## Required action
In the data below, find the line containing "-14,9 +14,9 @@", then set down that line and every later line up to and including the line containing "-use iox_object_store::IoxObjectStore;", exactly.

## Records supplied
=-=-=-=-=

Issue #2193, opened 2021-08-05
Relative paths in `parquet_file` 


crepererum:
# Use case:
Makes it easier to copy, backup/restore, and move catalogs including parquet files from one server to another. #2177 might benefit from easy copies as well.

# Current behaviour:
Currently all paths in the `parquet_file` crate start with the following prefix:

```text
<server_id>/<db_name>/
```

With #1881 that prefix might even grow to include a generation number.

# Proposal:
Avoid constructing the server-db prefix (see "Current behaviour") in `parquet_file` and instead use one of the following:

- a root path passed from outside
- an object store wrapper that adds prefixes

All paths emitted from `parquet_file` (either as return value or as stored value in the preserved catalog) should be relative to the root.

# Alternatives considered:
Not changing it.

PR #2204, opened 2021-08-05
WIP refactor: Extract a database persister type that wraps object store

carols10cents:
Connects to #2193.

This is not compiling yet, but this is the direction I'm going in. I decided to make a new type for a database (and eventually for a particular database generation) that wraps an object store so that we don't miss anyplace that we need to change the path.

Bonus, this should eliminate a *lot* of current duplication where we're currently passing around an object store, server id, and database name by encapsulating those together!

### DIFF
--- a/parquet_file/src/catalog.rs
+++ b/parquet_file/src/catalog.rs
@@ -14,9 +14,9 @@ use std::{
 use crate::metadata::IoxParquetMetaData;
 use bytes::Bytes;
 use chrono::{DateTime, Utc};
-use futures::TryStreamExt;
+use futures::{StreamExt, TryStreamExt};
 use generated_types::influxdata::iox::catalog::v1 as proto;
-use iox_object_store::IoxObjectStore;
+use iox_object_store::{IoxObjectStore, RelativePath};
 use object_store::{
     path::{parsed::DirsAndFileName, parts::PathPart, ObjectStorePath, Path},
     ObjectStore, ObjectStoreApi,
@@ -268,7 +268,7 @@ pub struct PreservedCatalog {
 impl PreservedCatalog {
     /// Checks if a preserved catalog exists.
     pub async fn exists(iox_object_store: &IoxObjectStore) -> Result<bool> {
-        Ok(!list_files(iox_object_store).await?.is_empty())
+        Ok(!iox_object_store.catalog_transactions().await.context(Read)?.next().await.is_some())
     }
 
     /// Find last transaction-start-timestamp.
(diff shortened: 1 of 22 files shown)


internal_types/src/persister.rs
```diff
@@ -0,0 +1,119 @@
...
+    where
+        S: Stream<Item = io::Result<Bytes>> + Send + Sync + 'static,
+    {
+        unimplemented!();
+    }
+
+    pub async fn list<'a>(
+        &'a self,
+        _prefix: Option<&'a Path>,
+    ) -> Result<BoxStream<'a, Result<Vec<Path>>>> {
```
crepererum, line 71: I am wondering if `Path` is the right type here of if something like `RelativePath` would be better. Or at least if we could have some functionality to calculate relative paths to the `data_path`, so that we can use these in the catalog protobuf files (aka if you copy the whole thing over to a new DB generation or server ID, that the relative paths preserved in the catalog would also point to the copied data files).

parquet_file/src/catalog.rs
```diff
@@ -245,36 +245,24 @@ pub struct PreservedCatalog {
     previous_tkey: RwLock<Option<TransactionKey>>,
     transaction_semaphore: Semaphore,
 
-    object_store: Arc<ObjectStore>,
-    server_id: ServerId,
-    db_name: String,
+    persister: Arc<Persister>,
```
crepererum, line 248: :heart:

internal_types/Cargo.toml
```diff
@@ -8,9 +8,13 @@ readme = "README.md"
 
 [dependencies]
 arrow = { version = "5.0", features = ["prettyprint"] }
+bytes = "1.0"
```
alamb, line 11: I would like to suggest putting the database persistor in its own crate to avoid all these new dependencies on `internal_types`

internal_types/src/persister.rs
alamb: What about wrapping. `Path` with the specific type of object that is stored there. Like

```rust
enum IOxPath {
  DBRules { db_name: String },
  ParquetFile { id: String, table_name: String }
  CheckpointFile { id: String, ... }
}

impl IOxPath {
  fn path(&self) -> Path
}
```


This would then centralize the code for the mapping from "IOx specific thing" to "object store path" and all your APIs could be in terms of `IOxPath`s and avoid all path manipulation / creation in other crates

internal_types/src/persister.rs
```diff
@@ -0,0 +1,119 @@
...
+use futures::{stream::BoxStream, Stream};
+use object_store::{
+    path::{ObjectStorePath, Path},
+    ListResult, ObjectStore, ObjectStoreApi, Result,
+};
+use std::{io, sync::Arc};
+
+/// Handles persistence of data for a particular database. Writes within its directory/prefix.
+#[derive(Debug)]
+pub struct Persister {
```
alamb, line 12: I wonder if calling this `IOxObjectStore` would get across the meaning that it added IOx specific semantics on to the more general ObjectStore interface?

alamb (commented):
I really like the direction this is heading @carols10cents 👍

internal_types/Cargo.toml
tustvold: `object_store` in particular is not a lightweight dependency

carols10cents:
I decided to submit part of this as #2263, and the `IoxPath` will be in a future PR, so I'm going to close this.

=-=-=-=-=

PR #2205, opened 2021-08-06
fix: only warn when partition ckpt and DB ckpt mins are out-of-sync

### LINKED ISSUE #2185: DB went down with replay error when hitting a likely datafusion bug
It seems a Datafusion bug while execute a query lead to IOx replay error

=-=-=-=-=

## Solved exercise
@@ -14,9 +14,9 @@ use std::{
 use crate::metadata::IoxParquetMetaData;
 use bytes::Bytes;
 use chrono::{DateTime, Utc};
-use futures::TryStreamExt;
+use futures::{StreamExt, TryStreamExt};
 use generated_types::influxdata::iox::catalog::v1 as proto;
-use iox_object_store::IoxObjectStore;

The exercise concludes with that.